Saved entries
──────────────────────────────
PR #174, opened 2015-02-08
Differ tests no longer use Differ to report diff expectation

bf4:
For example, previously we would write our differ_spec expectations as

```ruby
 actual = differ.diff(str1, str2)
 expect(actual).to eq(expected)
```

 Which had the suprising (but expected) result
of failure diffing changing the string

```ruby
 actual = differ.diff(str1, str2)
 actual != expected &&
   RSpec::Expectations.fail_with(message, actual, expected)
```

`RSpec::Expectations.fail_with` calls `differ.diff(actual, expected)`
 where differ is 

```plain
**`RSpec::Support::Differ.new**(
   :object_preparer => lambda { |object|
RSpec::Matchers::Composable.surface_descriptions_in(object) },
   :color => RSpec::Matchers.configuration.color?
  )
```

So, all these differ_spec.rb tests where we say `expect(str1).to eq(str2)` will
run through the differ twice on failure.

Rather than test them as `expect(str1 == str2).to eq(true)`, use the `#be_correctly_diffed` matcher.

We're not testing encoding because strings created in differ_spec.rb have a
default encoding of UTF-8 in all cases, but string created in the differ.rb
may be US-ASCII in MRI prior to 2.0 else UTF-8. 
https://github.com/ruby/ruby/blob/aacc35e144/encoding.c#L1741

Refs:
- https://github.com/rspec/rspec-support/pull/167
- https://github.com/rspec/rspec-support/pull/151
- https://github.com/rspec/rspec-support/pull/134#issuecomment-68984440

### DIFF
--- a/spec/rspec/support/differ_spec.rb
+++ b/spec/rspec/support/differ_spec.rb
@@ -4,6 +4,32 @@ require 'ostruct'
 require 'timeout'
 require 'rspec/support/differ'
 
+# Special matcher for comparing strings so that
+# we don't run any expectation failures through the Differ.
+# Instead, confirm the strings have the same bytes.
+RSpec::Matchers.define :be_diffed_as do |expected|
+
+  if String.method_defined?(:encoding)
+    match do
+      actual.bytes.to_a == expected.bytes.to_a
+    end
+
+    failure_message do
+      "expected\n#{actual.inspect} to be identical to\n#{expected.inspect}\n"\
+        "The exact bytes are printed below for more detail:\n"\
+        "#{actual.bytes.to_a}\n"\
+        "#{expected.bytes.to_a}\n"\
+    end
+  else
+    match do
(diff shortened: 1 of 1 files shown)


JonRowe:
Ok I like this approach so this isn't a block, but I'm wondering if "correctly" diffed is the right name for the matcher, `be_diffed_as(expected)` seems more natural.

bf4:
@JonRowe renamed.  There is duplication with the matcher in encoded_string_spec but I figure that can be a later refactor if desired.

JonRowe:
Thanks, would you like to tackle the duplication?

bf4:
Sure. What do you think about putting it in `lib/rspec/support/spec/string_matcher.rb` and requiring it directly in the two specs?jkl;

JonRowe:
Sure

bf4:
ref #176

PR #176, opened 2015-02-09
Unify be_identical_string/be_diffed_as in spec/string_matcher.rb

bf4:
Changed meaning of be_identical_string not to include an encoding comparison. 
Encoding comparison is now only turned on by chaining
'with_same_encoding'.

This leaves open the possibility of chaining 'with_encoding(enc)', but there's
currently not need for that.

### DIFF
--- a/lib/rspec/support/spec/string_matcher.rb
+++ b/lib/rspec/support/spec/string_matcher.rb
@@ -1,0 +1,46 @@
+require 'rspec/matchers'
+# Special matcher for comparing encoded strings so that
+# we don't run any expectation failures through the Differ,
+# which also relies on EncodedString. Instead, confirm the
+# strings have the same bytes.
+RSpec::Matchers.define :be_identical_string do |expected|
+
+  if String.method_defined?(:encoding)
+    match do
+      expected_encoding? &&
+        actual.bytes.to_a == expected.bytes.to_a
+    end
+
+    failure_message do
+      "expected\n#{actual.inspect} (#{actual.encoding.name}) to be identical to\n"\
+        "#{expected.inspect} (#{expected.encoding.name})\n"\
+        "The exact bytes are printed below for more detail:\n"\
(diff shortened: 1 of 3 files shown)


lib/rspec/support/spec/string_matcher.rb
```diff
@@ -0,0 +1,45 @@
...
+        "The exact bytes are printed below for more detail:\n"\
+        "#{actual.bytes.to_a}\n"\
+        "#{expected.bytes.to_a}\n"\
+    end
+
+    # Depends on chaining :with_same_encoding for it to
+    # check for string encoding.
+    def expected_encoding?
+      if defined?(@expect_same_encoding) && @expect_same_encoding
+        actual.encoding == expected.encoding
```
JonRowe: Won't this blow up on 1.8.7?

JonRowe: Nevermind

bf4:
forgot to require "rspec/matchers" at the top of the file. amended and force pushed.

lib/rspec/support/spec/string_matcher.rb
bf4: I'm really not sure how to get the best semantics from the matchers and also the least hacky implementation of the matcher.  I'm not married to this implementation, but I liked the semantics of `be_identical_string(str).with_same_encoding` better than adding a new `be_identical_encoded_string` that is called from `be_identical_string`.

myronmarston:
LGTM

lib/rspec/support/spec/string_matcher.rb
JonRowe: I just missed the encoding check above

JonRowe:
Thanks @bf4 :)

bf4:
Wow, that was quite a weekend. Thanks @JonRowe @myronmarston

PR #178, opened 2015-02-10
Add `in_sub_process_where_possible`

JonRowe:
For specs where we care about not poisoning our environment it'd be good to run
them in a subprocess, but these specs may be too important to skip on
platforms without fork, so we can just run normally instead.

### DIFF
--- a/lib/rspec/support/spec/in_sub_process.rb
+++ b/lib/rspec/support/spec/in_sub_process.rb
@@ -35,13 +35,18 @@ module RSpec
 
           raise exception if exception
         end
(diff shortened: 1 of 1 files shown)


myronmarston:
I think I'd prefer this was called `in_sub_process_if_possible`...it's more of a conditional thing than a location thing and "if" is shorter, which is nice :).

LGTM otherwise.

JonRowe:
Changed, always up for shorter ;)

myronmarston:
LGTM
──────────────────────────────
TASK OBJECTIVE ▸
Extract all of the data above and output it character for character.

EXERCISE RESULT ▸
PR #174, opened 2015-02-08
Differ tests no longer use Differ to report diff expectation

bf4:
For example, previously we would write our differ_spec expectations as

```ruby
 actual = differ.diff(str1, str2)
 expect(actual).to eq(expected)
```

 Which had the suprising (but expected) result
of failure diffing changing the string

```ruby
 actual = differ.diff(str1, str2)
 actual != expected &&
   RSpec::Expectations.fail_with(message, actual, expected)
```

`RSpec::Expectations.fail_with` calls `differ.diff(actual, expected)`
 where differ is 

```plain
**`RSpec::Support::Differ.new**(
   :object_preparer => lambda { |object|
RSpec::Matchers::Composable.surface_descriptions_in(object) },
   :color => RSpec::Matchers.configuration.color?
  )
```

So, all these differ_spec.rb tests where we say `expect(str1).to eq(str2)` will
run through the differ twice on failure.

Rather than test them as `expect(str1 == str2).to eq(true)`, use the `#be_correctly_diffed` matcher.

We're not testing encoding because strings created in differ_spec.rb have a
default encoding of UTF-8 in all cases, but string created in the differ.rb
may be US-ASCII in MRI prior to 2.0 else UTF-8. 
https://github.com/ruby/ruby/blob/aacc35e144/encoding.c#L1741

Refs:
- https://github.com/rspec/rspec-support/pull/167
- https://github.com/rspec/rspec-support/pull/151
- https://github.com/rspec/rspec-support/pull/134#issuecomment-68984440

### DIFF
--- a/spec/rspec/support/differ_spec.rb
+++ b/spec/rspec/support/differ_spec.rb
@@ -4,6 +4,32 @@ require 'ostruct'
 require 'timeout'
 require 'rspec/support/differ'
 
+# Special matcher for comparing strings so that
+# we don't run any expectation failures through the Differ.
+# Instead, confirm the strings have the same bytes.
+RSpec::Matchers.define :be_diffed_as do |expected|
+
+  if String.method_defined?(:encoding)
+    match do
+      actual.bytes.to_a == expected.bytes.to_a
+    end
+
+    failure_message do
+      "expected\n#{actual.inspect} to be identical to\n#{expected.inspect}\n"\
+        "The exact bytes are printed below for more detail:\n"\
+        "#{actual.bytes.to_a}\n"\
+        "#{expected.bytes.to_a}\n"\
+    end
+  else
+    match do
(diff shortened: 1 of 1 files shown)


JonRowe:
Ok I like this approach so this isn't a block, but I'm wondering if "correctly" diffed is the right name for the matcher, `be_diffed_as(expected)` seems more natural.

bf4:
@JonRowe renamed.  There is duplication with the matcher in encoded_string_spec but I figure that can be a later refactor if desired.

JonRowe:
Thanks, would you like to tackle the duplication?

bf4:
Sure. What do you think about putting it in `lib/rspec/support/spec/string_matcher.rb` and requiring it directly in the two specs?jkl;

JonRowe:
Sure

bf4:
ref #176

PR #176, opened 2015-02-09
Unify be_identical_string/be_diffed_as in spec/string_matcher.rb

bf4:
Changed meaning of be_identical_string not to include an encoding comparison. 
Encoding comparison is now only turned on by chaining
'with_same_encoding'.

This leaves open the possibility of chaining 'with_encoding(enc)', but there's
currently not need for that.

### DIFF
--- a/lib/rspec/support/spec/string_matcher.rb
+++ b/lib/rspec/support/spec/string_matcher.rb
@@ -1,0 +1,46 @@
+require 'rspec/matchers'
+# Special matcher for comparing encoded strings so that
+# we don't run any expectation failures through the Differ,
+# which also relies on EncodedString. Instead, confirm the
+# strings have the same bytes.
+RSpec::Matchers.define :be_identical_string do |expected|
+
+  if String.method_defined?(:encoding)
+    match do
+      expected_encoding? &&
+        actual.bytes.to_a == expected.bytes.to_a
+    end
+
+    failure_message do
+      "expected\n#{actual.inspect} (#{actual.encoding.name}) to be identical to\n"\
+        "#{expected.inspect} (#{expected.encoding.name})\n"\
+        "The exact bytes are printed below for more detail:\n"\
(diff shortened: 1 of 3 files shown)


lib/rspec/support/spec/string_matcher.rb
```diff
@@ -0,0 +1,45 @@
...
+        "The exact bytes are printed below for more detail:\n"\
+        "#{actual.bytes.to_a}\n"\
+        "#{expected.bytes.to_a}\n"\
+    end
+
+    # Depends on chaining :with_same_encoding for it to
+    # check for string encoding.
+    def expected_encoding?
+      if defined?(@expect_same_encoding) && @expect_same_encoding
+        actual.encoding == expected.encoding
```
JonRowe: Won't this blow up on 1.8.7?

JonRowe: Nevermind

bf4:
forgot to require "rspec/matchers" at the top of the file. amended and force pushed.

lib/rspec/support/spec/string_matcher.rb
bf4: I'm really not sure how to get the best semantics from the matchers and also the least hacky implementation of the matcher.  I'm not married to this implementation, but I liked the semantics of `be_identical_string(str).with_same_encoding` better than adding a new `be_identical_encoded_string` that is called from `be_identical_string`.

myronmarston:
LGTM

lib/rspec/support/spec/string_matcher.rb
JonRowe: I just missed the encoding check above

JonRowe:
Thanks @bf4 :)

bf4:
Wow, that was quite a weekend. Thanks @JonRowe @myronmarston

PR #178, opened 2015-02-10
Add `in_sub_process_where_possible`

JonRowe:
For specs where we care about not poisoning our environment it'd be good to run
them in a subprocess, but these specs may be too important to skip on
platforms without fork, so we can just run normally instead.

### DIFF
--- a/lib/rspec/support/spec/in_sub_process.rb
+++ b/lib/rspec/support/spec/in_sub_process.rb
@@ -35,13 +35,18 @@ module RSpec
 
           raise exception if exception
         end
(diff shortened: 1 of 1 files shown)


myronmarston:
I think I'd prefer this was called `in_sub_process_if_possible`...it's more of a conditional thing than a location thing and "if" is shorter, which is nice :).

LGTM otherwise.

JonRowe:
Changed, always up for shorter ;)

myronmarston:
LGTM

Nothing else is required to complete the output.